Which of the lines in the data mention the string "signal"? List them all.

-- Input data --
=== Section Start ===
PR #347, opened 2023-04-14
Avoid work in signal handler for SIGINT/SIGTERM

### LINKED ISSUE #342: Hangs on interrupt/crash on Linux (and maybe macOS)
I noticed that dsda-doom would occasionally hang when hitting Ctrl-C to interrupt it.  It looks like this is because it registers a signal handler that calls [non-async-signal-safe](https://man7.org/linux/man-pages/man7/signal-safety.7.html) functions, e.g.:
=== Section End ===
-- Output of the task --
Avoid work in signal handler for SIGINT/SIGTERM
I noticed that dsda-doom would occasionally hang when hitting Ctrl-C to interrupt it.  It looks like this is because it registers a signal handler that calls [non-async-signal-safe](https://man7.org/linux/man-pages/man7/signal-safety.7.html) functions, e.g.:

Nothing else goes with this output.